Queens of P. snelleni produce males before females, which is called protandrous production. This is driven by sexual selection for the optimum sex ratio, and so there is a higher fitness for all. Because of protandrous production, orphaned workers are selected to produce female offspring, since they are reproducing so late in the season. They mate in order to make diploid female offspring.

===Colony productivity===
Climate is a key factor that has been studied in the colony productivity of P. snelleni. Since there is always one founding queen in a P. snelleni nest, the denominator of colony productivity is always one. Productivity was found to vary drastically with a couple of very large nests that were found in Kanto, Japan. These nests had hundreds of cells in comparison to the usually 100 cells. In these nests, there was a female-biased sex ratio, which lines up with the resource availability hypothesis. This hypothesis states that colonies with better resources should be more heavily female based. The numbers of first brood workers in these nests were not greater than other nests, but there were a lot more females, so the sex ratio was heavily female.

==Special nests==
A special-case nest observed in Mt. Hakken-zan in the summer of 1968 showed two queens sharing one nest. This nest was unsuccessful, as predicted. Whether the nest was an instance of temporary pleometrosis, where two queens cooperate in the initial stages of nest building, and then one leaves, is unclear. A multiple-comb nest was found with one queen in Tokyo in 1980. The nest sat on a wire fence, and the two petioles were merely 13 mm apart. This nest was founded by a worker, in contrast with the well-known fact that P. snelleni nests are founded by a single queen. The worker reared brood in both combs at the same time. Early emerging males were often spotted around this special nest, so the worker that ho created the nest is assumed to have copulated with at least one early-emerging male.

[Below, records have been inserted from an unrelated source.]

PR #272, opened 2015-02-09
Revert to Ruby Sass and add sourcemaps

### LINKED ISSUE #256: Sass sourcemap
The Sass sourcemap is being generated under .tmp. But, why is it not being exposed to Web Inspector? 
I must be missing something because the same "issue" occurs using the grunt version of generator webapp.

silvenon:
Sourcemaps will be generated without Sass as well, for PostCSS.

Fixes #256.

### DIFF
--- a/README.md
+++ b/README.md
@@ -11,19 +11,13 @@ Please see our [gulpfile.js](app/templates/gulpfile.js) for up to date informati
 
 * CSS Autoprefixing
 * Built-in preview server with BrowserSync
-* Automagically compile Sass with [libsass](http://libsass.org)
+* Automagically compile Sass
+* Map compiled CSS to source stylesheets with source maps
 * Automagically lint your scripts
 * Awesome image optimization
 * Automagically wire-up dependencies installed with [Bower](http://bower.io)
 
 *For more information on what this generator can do for you, take a look at the [gulp plugins](app/templates/_package.json) used in our `package.json`.*
-
-
-## libsass
-
-Keep in mind that libsass is feature-wise not fully compatible with Ruby Sass. Check out [this](http://sass-compatibility.github.io) curated list of incompatibilities to find out which features are missing.
-
-If your favorite feature is missing and you really need Ruby Sass, you can always switch to [gulp-ruby-sass](https://github.com/sindresorhus/gulp-ruby-sass) and update the `styles` task in `gulpfile.js` accordingly.
 
 
 ## Getting Started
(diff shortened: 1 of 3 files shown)


silvenon:
Oh, I forgot to add. I'm reverting to Ruby Sass because I don't know when [libsass 3.2](https://github.com/sass/libsass/issues?q=is%3Aopen+is%3Aissue+milestone%3A3.2) will be released and I want something stable.

sindresorhus:
:-1:

silvenon:
Why? I really like it.

silvenon:
Not sure why tests fail, they ran successfully locally.

sindresorhus:
I don't see why we would want to revert back to ruby sass again. Source maps are useful, but not that important. I'd rather have speed.

silvenon:
I'd rather have merged `@media` queries. While nested `@media` queries are valid CSS3, they appear to not work in IE11 (and maybe in other browsers which otherwise support `@media` queries). http://codepen.io/silvenon/pen/JoOxWb

I reverted simply because I wouldn't use this myself in the current state and I want to make a stable release. I'm planning to add libsass back as soon as I'm happy with it.

sindresorhus:
It's up to you. Feel free to merge if you think it's the best.

I just don't care about IE.

silvenon:
I only care about IE10+ and I think that's as far as we should assume for our users.

Ok, I'll fix the tests and merge.

addyosmani:
I'm +1 for speed over source maps on this one. I can only imagine the majority of devs would feel the same, but perhaps consider asking folks if they'd prefer one over the other before landing? The differences during watch are particularly large.

mattycraig:
+1 for speed for sure.

austinpray:
FYI: node-sass is currently broken on 0.12. Also for the past couple months it intermittently fails to build on linux. 

The instability is a drag, but I would have a hard time going back to ruby sass. I'm hoping [I can spend some time this week](https://github.com/sass/node-sass/issues/602) to help the node-sass guys get 2.0 out the door.

silvenon:
Speed > support for any IE at all? About 17% of web traffic?

austinpray:
Not supporting latest IE is some silly stuff.

thasmo:
+1 libsass

arthurvr:
I must say I'm against dropping libsass too.

mu7amad:
+1 libsass

dbashford:
Largely unfamiliar with Yeoman, so sorry if I'm out in left field, but isn't this something you can ask the user during scaffold?  Probably a goodly amount of rework to make that happen, but if folks are evenly split, if its possible...  a worthwhile effort?

silvenon:
@dbashford I think libsass is too close to being stable for this extra work to be worth it, but I can do it if more people would like this feature.

silvenon:
Ok, everyone since to be against temporarily dropping libsass, so I'm closing this in favor of #274, because I mainly wanted source maps anyway.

== Early-emerging males ==
The founding queen of a nest is known to produce her first brood to be workers. In a study about early-emerging males in this initial brood of workers, many observations were taken. First, the possibility of sibling mating was quite high in nests with early-emerging males. No early-emerging males were found to be diploid in chromosome number. So, the early-emerging males were haploid, with the number chromosomes in a haploid set being 30. This was in contrast with previously known data where the number of haploid chromosomes had been set at 13. These chromosomes were observed to be meta- or submetacentrics. Nests with early-emerging males had a strong possibility of mating between these males and the workers of the same brood.